OWI 2nd with a high BAC of 0.20, including a serious accident, dismissed at jury trial.
My client was involved in a serious accident just before Christmas two years prior to the jury trial in this action. His car had gone off the road, landing on a frozen lake with a passenger in the vehicle. His bodily alcohol content was very high, registering a .20. This is considered “super drunk” under Michigan law, and the charge carries significant penalties.
The charges were not filed were a long time. I have no explanation for the delay.
Speedy trial rights require a charge to proceed promptly after a person is arrested, and an 18 month delay is presumed to be prejudicial.
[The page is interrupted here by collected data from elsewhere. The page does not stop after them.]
PR #998, opened 2016-05-10
Allow blank charset or lang param hash

kjg:
Allow for blank charset or lang in param hash

as specified in [RFC 2231](https://tools.ietf.org/html/rfc2231#section-4)

"Note that it is perfectly permissible to leave either the character
   set or language field blank.  Note also that the single quote
   delimiters MUST be present even when one of the field values is
   omitted.  This is done when either character set, language, or both
   are not relevant to the parameter value at hand."

### DIFF
--- a/CHANGELOG.rdoc
+++ b/CHANGELOG.rdoc
@@ -2,6 +2,7 @@
 
 Bugs:
 * #978 - Fix for invalid chars being left in a string for invalid b_value from encoding (kjg)
+* #998 - Fix for parsing of encoded header parameters (such as attachment names) containing a blank locale (kjg)
 
 == Version 2.6.4 - Wed Mar 23 08:16 -0700 2016 Jeremy Daer <jeremydaer@gmail.com>
 
--- a/spec/mail/fields/common/parameter_hash_spec.rb
+++ b/spec/mail/fields/common/parameter_hash_spec.rb
@@ -51,6 +51,24 @@ describe Mail::ParameterHash do
     expect(hash['value']).to eq "This is even more ***fun*** isn't it"
   end
 
+  it "allows for blank language" do
+    hash = Mail::ParameterHash.new
+    hash.merge!({'value*' => "us-ascii''Hello%20there"})
+    expect(hash['value']).to eq "Hello there"
+  end
+
+  it "allows for blank charset" do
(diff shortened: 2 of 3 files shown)


kjg:
@jeremy I'd love it if you have time to take a look at this one real quick. This one is harder for me to code around in my own app.

Thanks!

jeremy:
Looks like a lossy-transcode commit snuck in here too—a topic for a separate PR.

CHANGELOG.rdoc
```diff
@@ -2,6 +2,7 @@
 
 Bugs:
 * #978 - Fix for invalid chars being left in a string for invalid b_value from encoding (kjg)
+* #998 - ParameterHash fixes to allow for blanks and to properly transcode the values (kjg)
```
jeremy: Users don't know what `ParameterHash` is or how this is relevant to their apps. What messages can now be parsed that couldn't before?

kjg:
That commit is intentionally in this PR as I believe it is a bug as well,
but I can make it separate if you'd like.

kjg:
I removed the transcode now. Thanks

kjg:
I move the transcode to https://github.com/mikel/mail/pull/1000. Thanks!

CHANGELOG.rdoc
kjg: I've now improved the CHANGELOG wording

spec/mail/fields/common/parameter_hash_spec.rb
```diff
@@ -51,6 +51,18 @@
...
+    hash.merge!({'value*' => "us-ascii''Hello%20there"})
+    expect(hash['value']).to eq "Hello there"
+  end
+
+  it "should allow for blank char set" do
+    hash = Mail::ParameterHash.new
+    hash.merge!({'value*' => "'en'Hello%20there"})
+    expect(hash['value']).to eq "Hello there"
+  end
+
```
jeremy: Think we should test for both blank, too?

kjg: I added a test for both blank

jeremy:
Squashed 6fa8179c3806d52ff9ef8b308fe9c4dbbb4ff3da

In this case, speedy trial rights were violated, but that doesn’t guarantee a victory.
My client had defenses in this action, but the government waited, and waited, and waited. He moved. He got a new job a couple hundred miles away. He started a family.
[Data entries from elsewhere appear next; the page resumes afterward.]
PR #1000, opened 2016-05-10
Update param_decode to actually transcode to utf-8

kjg:


lib/mail/version_specific/ruby_1_9.rb
```diff
@@ -125,7 +125,11 @@ def Ruby19.q_value_decode(str)
     def Ruby19.param_decode(str, encoding)
       str = uri_parser.unescape(str)
       str = charset_encoder.encode(str, encoding) if encoding
-      str
+      decoded = str.encode(Encoding::UTF_8, :invalid => :replace, :replace => "")
```
jeremy: Let's use the [Unicode replacement char](https://en.wikipedia.org/wiki/Specials_(Unicode_block)#Replacement_character) rather than drop the character entirely.

lib/mail/version_specific/ruby_1_9.rb
```diff
@@ -125,7 +125,11 @@ def Ruby19.q_value_decode(str)
...
+      decoded.valid_encoding? ? decoded : decoded.encode(Encoding::UTF_16LE, :invalid => :replace, :replace => "").encode(Encoding::UTF_8)
```
jeremy: When will `decoded.valid_encoding?` be false here if we just did a lossy transcode to utf-8?

lib/mail/version_specific/ruby_1_9.rb
```diff
@@ -125,7 +125,11 @@ def Ruby19.q_value_decode(str)
...
+    rescue Encoding::UndefinedConversionError, ArgumentError, Encoding::ConverterNotFoundError
```
jeremy: Do we have test coverage for these cases?

Should we swallow these errors and return a utf-8 string with invalid encoding?

lib/mail/version_specific/ruby_1_9.rb
```diff
@@ -125,7 +125,11 @@ def Ruby19.q_value_decode(str)
...
+      warn "Encoding conversion failed #{$!}"
```
jeremy: This will show up as noise in stderr and logs—no way to trace back to its cause.

jeremy:
This changes the contract of `param_decode`. It attempts to respect the charset that's specified and map it to the corresponding Ruby string encoding. Now it transcodes from the specified charset to utf-8. Is this desirable for non-utf-8 values? Can we round-trip multilingual values?

lib/mail/version_specific/ruby_1_9.rb
kjg: I copied the strategy used in the two other _decode methods with another PR coming to refactor this into a shared method that all three will use.

Should I make that other PR first?

lib/mail/version_specific/ruby_1_9.rb
kjg: Yes, yes it will. And it annoys me every time it shows up in my tests. Should this instead add to Mail.errors or something?

Do you want me to do this before or after refactoring the conversion to UTF-8 the other _decode methods use

kjg:
Yes, it does effectively change the contract of `param_decode`, however I believe the current behaviour is unexpected. The method performs a very similar function and is used in the same context as q and b value decode. Both of those methods return the value transcoded from the parsed encoding specified into UTF-8.

`param_decode` is the method that ultimately produces the value returned by `part.filename` for example. All other similar parameter lookups like `message.subject` for example always return the value in UTF-8 and I think it is unexpected for `part.filename` to behave differently.

lib/mail/version_specific/ruby_1_9.rb
kjg: I agree, I remember that we talked about this in https://github.com/mikel/mail/pull/978

My end goal is that `b_value_decode` `q_value_decode` and `param_decode` all use the same method to encode to UTF-8 and that they all use the unicode replacement car. We can get there using whatever path you'd like, but my idea was to:

1. add this to param_decode first
2. refactor the three implementations down to 1 method
3. change that one method to use the unicode replacement char

How do you feel about that approach? Do you have something different in mind?

lib/mail/version_specific/ruby_1_9.rb
kjg: In ruby 1.9.3 "utf-8" to "utf-8" encoding is a no-op:

```ruby
[ ruby-1.9.3-p547 ][ mail:007:0 ] >> invalid_char = "\x8A"
=> "\x8A"
[ ruby-1.9.3-p547 ][ mail:008:0 ] >> invalid_char.encoding
=> #<Encoding:UTF-8>
[ ruby-1.9.3-p547 ][ mail:009:0 ] >> invalid_char.valid_encoding?
=> false
[ ruby-1.9.3-p547 ][ mail:012:0 ] >> converted = invalid_char.encode(Encoding::UTF_8, :undef => :replace, :invalid => :replace, :replace => "")
=> "\x8A"
[ ruby-1.9.3-p547 ][ mail:013:0 ] >> converted.valid_encoding?
=> false
```

The conversion to utf_16 and back is a workaround for that no-op

kjg:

When the prosecutor finally opted to file the charges, my client was forced to come back to Michigan, and he elected to proceed straight to a jury trial, insisting that he was innocent.
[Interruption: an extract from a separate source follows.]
PR #1001, opened 2016-05-12
Allow the body.raw_source field to be mutated

edwinwills:
With frozen string literals the raw_source field on body can’t be mutated as it’s initialized with an empty frozen string.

Now, you might be wondering, did he do it? Was he actually innocent? Did he get help? Those are all good questions that aren’t relevant because both you and I take an oath to presume that the accused is innocent, and he can’t be found guilty unless or until the prosecutor is able to prove his guilty beyond a reasonable doubt.
On the day of trial, traveling several hundred miles yet again, the prosecutor was unable to produce 1) the police officer, 2) the blood draw nurse, 3) the alleged passenger, and 4) the state toxicologist. In other words, even though my client had taken a full day and a half to drive to Michigan, the prosecutor failed to produce a single witness.
Now, you might think that the prosecutor would apologize or offer an excuse, but you would be absolutely wrong. Instead, the state prosecutor was angry and vowed to reissue the charges. But unfortunately, at this time, any new case would almost 30 months old. Further prosecution is barred by the right to a speedy trial.